PROBLEM TO SOLVE =>
Count only the lines of the records that hold "theory", then give the number without any other words.

>>

PR #1528, opened 2025-09-03
Series in metric abelian groups

lowasser:
I think this is a reasonable place to start -- both for series in general, and for an `analysis` package.  Depends on #1527.

### DIFF
--- a/src/analysis/series-metric-abelian-groups.lagda.md
+++ b/src/analysis/series-metric-abelian-groups.lagda.md
@@ -1,0 +1,208 @@
+# Series in metric abelian groups
+
+```agda
+module analysis.series-metric-abelian-groups where
+```
+
+<details><summary>Imports</summary>
+
+```agda
+open import analysis.metric-abelian-groups
+
+open import elementary-number-theory.addition-natural-numbers
+open import elementary-number-theory.natural-numbers
+
+open import foundation.action-on-identifications-functions
+open import foundation.dependent-pair-types
+open import foundation.equivalences
+open import foundation.function-extensionality
+open import foundation.function-types
+open import foundation.homotopies
+open import foundation.identity-types
+open import foundation.universe-levels
+
+open import group-theory.abelian-groups
+open import group-theory.sums-of-finite-sequences-of-elements-abelian-groups
+
+open import lists.sequences
+
+open import univalent-combinatorics.coproduct-types
+open import univalent-combinatorics.standard-finite-types
+```
+
+</details>
+
+## Idea
+
+A
+{{#concept "series" WD="series" WDID=Q170198 disambiguation="in an abelian group" Agda=series-Metric-Ab}}
+in a [metric abelian group](analysis.metric-abelian-groups.md) `G` is a sum over
+an infinite [sequence](lists.sequences.md) of elements of `G`.
+
+## Definition
+
+```agda
+record series-Metric-Ab {l1 l2 : Level} (G : Metric-Ab l1 l2) : UU l1 where
+  constructor series-terms-Metric-Ab
+  field
+    term-series-Metric-Ab : sequence (type-Metric-Ab G)
+
+open series-Metric-Ab
+```
+
+## Properties
+
+### Equality of series
+
+```agda
+module _
+  {l1 l2 : Level} (G : Metric-Ab l1 l2)
+  where
+
+  equiv-series-sequence-Metric-Ab :
+    series-Metric-Ab G ≃ sequence (type-Metric-Ab G)
+  equiv-series-sequence-Metric-Ab =
+    ( term-series-Metric-Ab ,
+      is-equiv-is-invertible series-terms-Metric-Ab (λ x → refl) (λ x → refl))
+
+  eq-series-Metric-Ab :
+    {f g : series-Metric-Ab G} →
+    term-series-Metric-Ab f ＝ term-series-Metric-Ab g → f ＝ g
+  eq-series-Metric-Ab = ap series-terms-Metric-Ab
+
+  eq-htpy-term-series-Metric-Ab :
+    {f g : series-Metric-Ab G} →
+    term-series-Metric-Ab f ~ term-series-Metric-Ab g → f ＝ g
+  eq-htpy-term-series-Metric-Ab f~g = eq-series-Metric-Ab (eq-htpy f~g)
+```
+
+### Partial sums of a series
+
+```agda
+module _
+  {l1 l2 : Level} (G : Metric-Ab l1 l2)
+  where
+
+  partial-sum-series-Metric-Ab : series-Metric-Ab G → ℕ → type-Metric-Ab G
+  partial-sum-series-Metric-Ab (series-terms-Metric-Ab f) n =
+    sum-fin-sequence-type-Ab (ab-Metric-Ab G) n (λ i → f (nat-Fin n i))
+```
+
+### The `n`th term of a series is the difference of the `succ-ℕ n`th partial sum and the `n`th
+
+```agda
+module _
+  {l1 l2 : Level} (G : Metric-Ab l1 l2)
+  where
+
+  eq-term-diff-partial-sum-series-Metric-Ab :
+    (f : series-Metric-Ab G) (n : ℕ) →
+    add-Metric-Ab G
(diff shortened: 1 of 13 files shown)


src/analysis/series-metric-abelian-groups.lagda.md
```diff
@@ -0,0 +1,208 @@
...
+```
+
+</details>
+
+## Idea
+
+A
+{{#concept "series" WD="series" WDID=Q170198 disambiguation="in an abelian group" Agda=series-Metric-Ab}}
+in a [metric abelian group](analysis.metric-abelian-groups.md) `G` is a sum over
+an infinite [sequence](lists.sequences.md) of elements of `G`.
```
fredrik-bakke: Seems like you actually mean 
```suggestion
a countably infinite [sequence](lists.sequences.md) of elements of `G`.
```
but I could be wrong. At least that is what your formalization says. Note that infinite sets are a bit strange in constructive math. Although I don't know much about them, there is at least a definition in the library.

src/analysis/series-metric-abelian-groups.lagda.md
```diff
@@ -0,0 +1,208 @@
...
+
+## Definition
+
+```agda
+record series-Metric-Ab {l1 l2 : Level} (G : Metric-Ab l1 l2) : UU l1 where
+  constructor series-terms-Metric-Ab
+  field
+    term-series-Metric-Ab : sequence (type-Metric-Ab G)
+
+open series-Metric-Ab
```
fredrik-bakke: Why do you choose to formalize series like this rather than just `series-Metric-Ab = sequence (type-Metric-Ab G)`? This way you don't have to transport along the trivial equivalence `equiv-series-sequence-Metric-Ab`. I suppose, if you wanted, you could define it as `opaque` also.

lowasser: I want to be careful about mixing up a series and its terms.  Marking it opaque might be good enough, but I don't actually want these things to be substitutable for one another.

src/analysis/series-metric-abelian-groups.lagda.md
lowasser: I have to admit I assume that "infinite sequence" would _always_ refer to a sequence indexed by the natural numbers.  An "infinite set" might not be, but _sequence_ implies natural indexing to me.

src/analysis/series-metric-abelian-groups.lagda.md
lowasser: But the downside of making it opaque is that the terms of a series of a sequence of terms is not judgmentally equal to the original sequence.  So this seems like the only viable strategy that ensures you can't accidentally mix up a series and its terms.

src/analysis/series-metric-abelian-groups.lagda.md
fredrik-bakke: I get your sentiment, but it can also be understood as a map from any ordinal. I was initially confused because "infinite" is a scary word to me and I didn't know what you meant by it, and some other people may be in the same position as me. Since "countably infinite" leaves no room for confusion, why not use it?

src/analysis/series-metric-abelian-groups.lagda.md
fredrik-bakke: Gotcha, that makes a lot of sense! Would you mind adding this explanation, that we define it as a record because it is intensionally different from the terms of the underlying sequence? I imagine others might also get confused by this trivial definition.

src/analysis/series-metric-abelian-groups.lagda.md
```diff
@@ -0,0 +1,211 @@
...
+
+A
+{{#concept "series" WD="series" WDID=Q170198 disambiguation="in an abelian group" Agda=series-Metric-Ab}}
+in a [metric abelian group](analysis.metric-abelian-groups.md) `G` is a sum over
+a countably infinite [sequence](lists.sequences.md) of elements of `G`.
+
+Series are defined with a record to make them intensionally distinct from the
+sequence of their terms.
+
+## Definition
```
fredrik-bakke: This remark is more relevant to the definition section than the idea section
```suggestion
## Definition

Series are defined with a record to make them intensionally distinct from the
sequence of their terms.
```

src/analysis/series-metric-abelian-groups.lagda.md
```diff
@@ -0,0 +1,211 @@
...
+Series are defined with a record to make them intensionally distinct from the
+sequence of their terms.
+
+```agda
+record series-Metric-Ab {l1 l2 : Level} (G : Metric-Ab l1 l2) : UU l1 where
+  constructor series-terms-Metric-Ab
+  field
+    term-series-Metric-Ab : sequence (type-Metric-Ab G)
+
+open series-Metric-Ab
```
fredrik-bakke: Don't you mean to open this record publicly?

fredrik-bakke:
Alright, checks pass, this is ready to go 👨🏻‍✈️

VojtechStep:
As a consequence of making `series-Metric-Ab` a record, you also get better type inference, which means you can make most of the `G : Metric-Ab` arguments implicit, since record types are injective --- when you have `f : {G : Metric-Ab} -> series-Metric-Ab G -> ...` and you call `f foo` with `foo : series-Metric-Ab my-cool-ab`, Agda knows that unifying `series-Metric-Ab ?G = series-Metric-Ab my-cool-ab` is only possible when `?G = my-cool-ab`.

This breaks a little when you try to call `f` with a constructor literal, like `f (series-terms-Metric-Ab s)`, since the type of `series-terms-Metric-Ab s` can't infer the precise type `series-Metric-Ab ?G` (that's why arguments like `G` need to be explicit elsewhere in the first place). You do that in the proof of `partial-sum-drop-series-Metric-Ab`, but that can be fixed by using `s@(series-terms-Metric-Ab σ)` instead of `(series-terms-Metric-Ab σ)` in your argument binding, and replacing `(series-terms-Metric-Ab σ)` with `s`. This gets rid of all but two places where you specify `G`, and even those are unnecessary if you replace ` series-terms-Metric-Ab (s ∘ add-ℕ n)` with `drop-series-Metric-Ab n σ` (I'm not sure if the unfolding was done for pedagogical reasons). The resulting reasoning would then look like
```agda
    partial-sum-drop-series-Metric-Ab n σ@(series-terms-Metric-Ab s) i =
      inv
        ( equational-reasoning
          diff-Metric-Ab G
            ( partial-sum-series-Metric-Ab σ
              ( n +ℕ i))
            ( partial-sum-series-Metric-Ab σ n)
          ＝
            diff-Metric-Ab G
              ( add-Metric-Ab G
                ( sum-fin-sequence-type-Ab (ab-Metric-Ab G) n
                  ( s ∘ nat-Fin (n +ℕ i) ∘ inl-coproduct-Fin n i))
                ( sum-fin-sequence-type-Ab (ab-Metric-Ab G) i
                  ( s ∘ nat-Fin (n +ℕ i) ∘ inr-coproduct-Fin n i)))
              ( partial-sum-series-Metric-Ab σ n)
            by
              ap-diff-Metric-Ab G
                ( split-sum-fin-sequence-type-Ab
                  ( ab-Metric-Ab G)
                  ( n)
                  ( i)
                  ( s ∘ nat-Fin (n +ℕ i)))
                ( refl)
          ＝
            diff-Metric-Ab G
              ( add-Metric-Ab G
                ( partial-sum-series-Metric-Ab σ n)
                ( partial-sum-series-Metric-Ab (drop-series-Metric-Ab n σ) i))
              ( partial-sum-series-Metric-Ab σ n)
            by
              ap-diff-Metric-Ab G
                ( ap-add-Metric-Ab G
                  ( htpy-sum-fin-sequence-type-Ab (ab-Metric-Ab G) n
                    ( λ j → ap s (nat-inl-coproduct-Fin n i j)))
                  ( htpy-sum-fin-sequence-type-Ab (ab-Metric-Ab G) i
                    ( λ j → ap s (nat-inr-coproduct-Fin n i j))))
                ( refl)
          ＝
            partial-sum-series-Metric-Ab
              ( drop-series-Metric-Ab n σ)
              ( i)
            by is-identity-left-conjugation-Ab (ab-Metric-Ab G) _ _)
```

<<

ANSWER TO THIS EXERCISE =>
4